Li Yaguang 李亚光

Personal information
- Born: 8 June 1958 (age 68) Zhenjiang, Jiangsu, China
- Listed height: 6.16 ft 0 in (1.88 m)

Career information
- Playing career: 1975–1988

Career history

Coaching
- 1988: China Men U18
- 1991–1993: China Women
- 2005: China Women U20

= Li Yaguang =

Chinese basketball player

Li Yaguang (born 8 June 1958) is a Chinese former basketball player who competed in the 1984 Summer Olympics and in the 1988 Summer Olympics.

== Career ==
After the retirement from basketball player, Li started his coaching career in 1988. In 1991, Li was appointed as the coach of China women's national basketball team. In 1993, Li left his position and became the deputy director of
Sichuan Sport Bureau in next year. In 1996, Li was appointed as the deputy director of
Chongqing Sport Bureau. In 2002, Li was appointed as the vice president of Chinese Basketball Association.
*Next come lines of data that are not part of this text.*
PR #269, opened 2021-01-20
Remove locks / SB pooling during CoreTokenScanner parsing

plaisted:
This seems to be the simplest way remove the locking contention when multiple instances of PdfDocument are used in the same program in parallel.

The tokenizers are never used in parallel for a given `CoreTokenScanner`. Converting them to non-static and having each Tokenizer contain their own StringBuilder removes the need for the `StringBuilderPool` and performance is improved significantly in parallelized parsing scenarios (~40% improvement in my basic testing using a DOP of 4, would only grow as DOP was higher). In non-parallel scenarios performance difference should improve slightly as it has no locking for every string/number (and only allocates a few extra objects per page).


EliotJones (approved):
Thanks, this should definitely improve performance in some common use-cases

PR #270, opened 2021-01-21
[New Features] Replace token, trim non-text streamcontent.

plaisted:
This PR adds two new capabilities:
* Adds the ability to replace the value of `IndirectReference` in a `PdfDocument` with new `IToken`. This is implemented by simply adding an in memory dictionary to the `PdfTokenScanner` for replaced tokens. Currently these tokens are only read when data is subsequently requested from the `PdfTokenScanner` however further work could allow the `PdfDocument` to be saved with the new token. This would allow scenarios such as tweaking existing documents (replace an existing font with another one, embedding it for example). This feature is exposed through the `AdvancedDocumentAccess` property of the `PdfDocument`.
* Adds the ability to trim all content streams in a PDF document to remove all non-text operations. This feature is exposed through the `AdvancedDocumentAccess.StripNonText` method. It uses the first feature to replace the content stream objects in the document with new versions that only contain text operations. The rest of the library is unaffected. If the method is called prior to requesting a page using `PdfDocument.GetPage()` the parser will read the replaced token and only have to parse the text contents. This can dramatically increase text extraction performance of PDFs with large amounts of graphic operations (eg. vector graphics, tables, lines, etc). In large graphic heavy PDFs I've observed extraction durations reduced by 50-75%. In "normal" PDFs I've generally seen 15-30% performance increase. In an text only PDF this feature will increase total parsing time slightly as it pre-processes the content stream during text stripping (removing nothing in a text only PDF). As the decrease in performance in these cases is very small and the feature is opt in (must call AdvancedDocumentAccess.StripNonText to activate) this shouldn't be a concern.


InusualZ:
I have mix feeling about this feature. Have you tried to instead of removing/replace operations, just ignore them while the content stream is being parsed?

plaisted:
It's not really possible without major changes to the existing setup since the current parsing process allocates objects for everything as it's parsing. Even ignoring them it would still take a pretty big performance hit and then we'd have to add logic into parsing to ignore other operations.  The way it's implemented right now, they entire parsing flow is unaffected.

The important feature is really being able to modify existing indirect objects of the PDF. The rest of it could be completed in an external library I just thought it was useful enough to include as the library is very text focused and I'm seeing ~50% performance improvements (after my latest tweaks) for most PDFs in my test suite using the text only mode.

In 2018, Li was retired from his position.

== Investigation ==
On 2 February 2023, he was put under investigation for alleged "serious violations of discipline and laws" by the Central Commission for Discipline Inspection (CCDI), the party's internal disciplinary body, and the National Supervisory Commission, the highest anti-corruption agency of China.